[Task brief] Each line starting at the one that contains "## Current upstream" and ending at the one that contains "final detector-only hardening)" must be returned exactly, and the rest of the listing is left out.

[Source material]

PR #1176, opened 2026-07-29
Fix current Linux open target command lookup

### LINKED ISSUE #1170: Linux open-target-discovery lists VS Code and Terminal but cannot open projects
## Summary

When the opt-in `open-target-discovery` feature is enabled, Linux open targets correctly discover and display VS Code and Terminal. However, selecting either target fails immediately with “cannot open project”. The File Manager target works.

This appears to be a bug in the current Linux feature integration rather than a missing VS Code or Terminal installation.

## Environment

- Repository: `ilysenko/codex-desktop-linux`
- Repository commit: `c6d76231f0623c3ef0b18c7e9158697c96bdcf9f`
- ChatGPT Desktop / upstream app version: `26.721.41059`
- DMG SHA-256: `ae864e2def7db56d0bb77a876a5cbe4e4c2f554ccc654cec921b946892583c0a`
- Distribution: CachyOS Linux, rolling, Arch-based
- Desktop environment: KDE Plasma 6.7.3
- Window manager: KWin 6.7.3
- Session type: native Wayland
- Installation format: pacman package (`.pkg.tar.zst`)
- Installed VS Code executable: `/usr/bin/code`
- VS Code desktop entry: `/usr/share/applications/code.desktop`

Relevant enabled feature:

```json
{
  "enabled": [
    "open-target-discovery"
  ]
}
```

Other enabled features are listed in the attached `linux-features-staged.json`.

## Reproduction

1. Enable the `open-target-discovery` Linux feature.
2. Build and install the current Linux package from the latest supported DMG.
3. Open a project in ChatGPT Desktop.
4. Open the project/file open-target menu.
5. Select `VS Code` or one of the discovered `Terminal` targets.

## Expected behavior

- Selecting `VS Code` should launch `/usr/bin/code` with the project path.
- Selecting `Terminal` should launch the detected terminal with the project directory as its working directory.
- The File Manager target should continue to work.

## Actual behavior

- VS Code and Terminal are visible in the open-target menu.
- Selecting VS Code fails without launching VS Code.
- Selecting Terminal also fails without launching the terminal.
- File Manager opens the project successfully.

The application log contains:

```text
[open-in-service] Failed to open file errorMessage="Unknown open target \"vscode\"" errorName=Error errorStack="Error: Unknown open target \"vscode\""
```

The error occurs before `/usr/bin/code` is executed.

## Additional evidence

The installed build metadata confirms that `open-target-discovery` is enabled.

The generated patch report also shows both relevant feature patches as applied:

- `feature:open-target-discovery:main-bundle-open-target-discovery`
- `feature:open-target-discovery:webview-native-open-target-selection`

The installed main bundle contains Linux VS Code and Terminal target definitions, including:

```text
linux:codexLinuxIdePlatform
linux:{label:`Terminal`
```

However, the current upstream open-in service still contains a private lookup method equivalent to:

```js
async#t(e) {
  let {command:t} = await this.#n()({
    method: `get-target-command`,
    params: T0(this.settingsStore, e)
  });
  if (t == null) {
    throw Error(`Open target "${e}" is not available`);
  }
  return t;
}
```

The Linux feature patch currently handles the older `getOpenInTargetCommand` path, but does not appear to patch this current `open-in-service` private method. As a result, the service asks the old worker registry for `vscode`, which returns:

```text
Unknown open target "vscode"
```

The same path likely explains the Terminal failure.

## Validation

The feature’s existing tests pass:

```bash
node --test linux-features/open-target-discovery/test.js
```

Result:

```text
38 tests passed
```

However, the existing tests cover the older `getOpenInTargetCommand` shape and do not cover the current `open-in-service` private `#t()` lookup path.

## Possible fix direction

On Linux, the current `open-in-service` target-command lookup should use the Linux target registry already introduced by the feature, for example:

```js
codexLinuxOpenTargetRegistryCommand(this.settingsStore, target)
```

A regression test should cover the current `async#t(e)` service shape and verify that Linux does not call the old worker `get-target-command` path for discovered targets.

Related historical issues:

- [#123 — Linux open targets only show file manager and miss installed IDEs](https://github.com/ilysenko/codex-desktop-linux/issues/123)
- [#161 — Add opt-in Linux open target discovery](https://github.com/ilysenko/codex-desktop-linux/issues/161)
- [#171 — Refine Linux open target discovery](https://github.com/ilysenko/codex-desktop-linux/issues/171)

This report is specifically about the current feature being able to discover targets but failing to launch them.

PinguuSS:
## Summary

- route the current private open-target command lookup through the feature-owned Linux registry while preserving the upstream worker path outside Linux
- validate the complete current command shape before any main-bundle mutation, including the Linux platform guard, and report missing, partial, or corrupted markers as enabled-feature drift with byte-identical output
- cover current-DMG first pass, second pass, drift rejection, patch-report behavior, and the corrupted-guard regression; update the changelog

## Root cause

The feature patched target detection and availability, but the current `async#t(e)` command lookup still sent `get-target-command` to the worker registry. Linux-only targets were therefore visible in the menu but failed at selection with `Unknown open target`.

## Current upstream

- Base: `origin/main@586c20e802b0`
- ChatGPT Desktop: `26.721.81911`
- Electron: `42.3.0`
- DMG SHA-256: `7b3722e4f5864202b1dd69e6e6062f2f8c4388d215091503c73e1957b4cbf97a`
- DMG size: `593881254`
- ETag: `0x8DEED41E83B4B62`

## Validation

- `node linux-features/open-target-discovery/test.js` (42/42)
- `node --test --test-concurrency=1 linux-features/*/test.js` (833/833 before the final detector-only hardening; the affected feature remains 42/42 afterward)
- `node scripts/patch-linux-window-ui.test.js` (401/401 before the final detector-only hardening)
- `./scripts/ci-local.sh pr`
- patch-report validation passed for an isolated `open-target-discovery` candidate and the normal 10-feature composition; both acceptance verdicts were `accepted` with zero blockers/warnings and clean Git provenance
- active generated main/webview assets passed `node --check`
- KDE/Wayland side-by-side runtime listed the current targets; selecting Terminal spawned `/usr/bin/x-terminal-emulator` with the project as process and shell cwd, showed no error toast, and remained correct after a cold restart

## Scope

Source changes are limited to the opt-in feature patch/test and the changelog. The daily driver was not modified. Account/server rollout and the upstream worker implementation are unchanged.

Fixes #1170

### DIFF
--- a/CHANGELOG.md
+++ b/CHANGELOG.md
@@ -35,6 +35,10 @@ The format is based on [Keep a Changelog](https://keepachangelog.com/).
 
 ### Fixed
 
+- Open Target Discovery now resolves the selected Linux editor or terminal
+  through the current private open-target command path. Command-path drift is
+  reported before the feature changes the main bundle, so enabled-feature
+  acceptance cannot mistake a partially patched bundle for success.
 - Remote mobile control now patches the current 26.721 dual-gate enablement
   bridge instead of reporting it as already applied. Startup auto-connects the
   environment owned by this Desktop without overwriting saved choices for
--- a/linux-features/open-target-discovery/patch.js
+++ b/linux-features/open-target-discovery/patch.js
@@ -624,42 +624,15 @@ function findCurrentOpenTargetCommandMatch(source) {
   );
 }
 
-function findPatchedOpenTargetCommandBlock(source) {
-  const marker = "let _codexLinuxOpenTargetCommand=await codexLinuxOpenTargetRegistryCommand(";
-  const markerIndex = source.indexOf(marker);
-  if (markerIndex === -1) {
-    return null;
-  }
-
-  const methodStart = source.lastIndexOf("async#", markerIndex);
-  const blockStart = methodStart === -1 ? -1 : source.indexOf("{", methodStart);
-  const block = findBalancedBlock(source, blockStart);
-  const signature = source.slice(methodStart, blockStart).match(
-    /^async#[A-Za-z_$][\w$]*\(([A-Za-z_$][\w$]*)\)$/u,
+function findPatchedOpenTargetCommandMatch(source) {
+  return source.match(
+    /async#([A-Za-z_$][\w$]*)\(([A-Za-z_$][\w$]*)\)\{if\(process\.platform===`linux`\)\{let _codexLinuxOpenTargetCommand=await codexLinuxOpenTargetRegistryCommand\(this\.settingsStore,\2\);if\(_codexLinuxOpenTargetCommand==null\)throw Error\(`Open target "\$\{\2\}" is not available`\);return _codexLinuxOpenTargetCommand\}let\{command:([A-Za-z_$][\w$]*)\}=await this\.#([A-Za-z_$][\w$]*)\(\)\(\{method:`get-target-command`,params:([A-Za-z_$][\w$]*)\(this\.settingsStore,\2\)\}\);if\(\3==null\)throw Error\(`Open target "\$\{\2\}" is not available`\);return \3\}/u,
   );
-  if (block == null || signature == null || block.end <= markerIndex) {
-    return null;
-  }
-
-  const targetVar = signature[1];
-  const linuxCommand =
-    `let _codexLinuxOpenTargetCommand=await codexLinuxOpenTargetRegistryCommand(this.settingsStore,${targetVar})`;
-  const unavailable =
-    `if(_codexLinuxOpenTargetCommand==null)throw Error(\`Open target "\${${targetVar}}" is not available\`)`;
-  if (
-    !block.text.includes(linuxCommand) ||
-    !block.text.includes(unavailable) ||
-    !block.text.includes("return _codexLinuxOpenTargetCommand") ||
-    !block.text.includes("method:`get-target-command`")
-  ) {
-    return null;
-  }
-  return block;
 }
 
 function applyOpenInTargetCommandPatch(currentSource) {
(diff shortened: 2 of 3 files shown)


PinguuSS:
Final contract review found one actionable gap in the already-applied detector: a patched command method with a corrupted platform guard could still be accepted as complete. I am tightening the complete-marker match, adding a byte-identical negative regression, and will rerun the focused/current-DMG evidence before requesting review. The PR will remain at three logical commits.

PinguuSS:
The complete-marker hardening is now in `92425cc`. The detector requires the exact Linux guard and preserved non-Linux worker fallback; a guard-only corruption is left byte-identical and reported as partial drift. Focused coverage is 42/42, the current active DMG bundle passes clean first/second passes plus the negative drift case, and all GitHub checks on `a9a757e` are green (upstream DMG, Rust/smoke, Debian, RPM, Pacman, and Nix). The branch remains exactly three commits and is ready for review.

ilysenko (changes requested):
Thanks for the focused fix and thorough current-DMG coverage. One cleanup blocker remains:

- Please remove the remaining `getOpenInTargetCommand` legacy-shape check from `applyOpenInTargetRegistryCommandPatch`. This PR updates drift handling to the current private command lookup, and the repository's current-DMG-only policy requires obsolete DMG markers and fallback diagnostics to be removed in the same change.

Once that marker is removed, the feature-local fix looks ready.

ilysenko (approved):
Reviewed the updated head. The requested current-DMG cleanup is complete and all required checks are green.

[Solution to the problem]
## Current upstream

- Base: `origin/main@586c20e802b0`
- ChatGPT Desktop: `26.721.81911`
- Electron: `42.3.0`
- DMG SHA-256: `7b3722e4f5864202b1dd69e6e6062f2f8c4388d215091503c73e1957b4cbf97a`
- DMG size: `593881254`
- ETag: `0x8DEED41E83B4B62`

## Validation

- `node linux-features/open-target-discovery/test.js` (42/42)
- `node --test --test-concurrency=1 linux-features/*/test.js` (833/833 before the final detector-only hardening; the affected feature remains 42/42 afterward)
- `node scripts/patch-linux-window-ui.test.js` (401/401 before the final detector-only hardening)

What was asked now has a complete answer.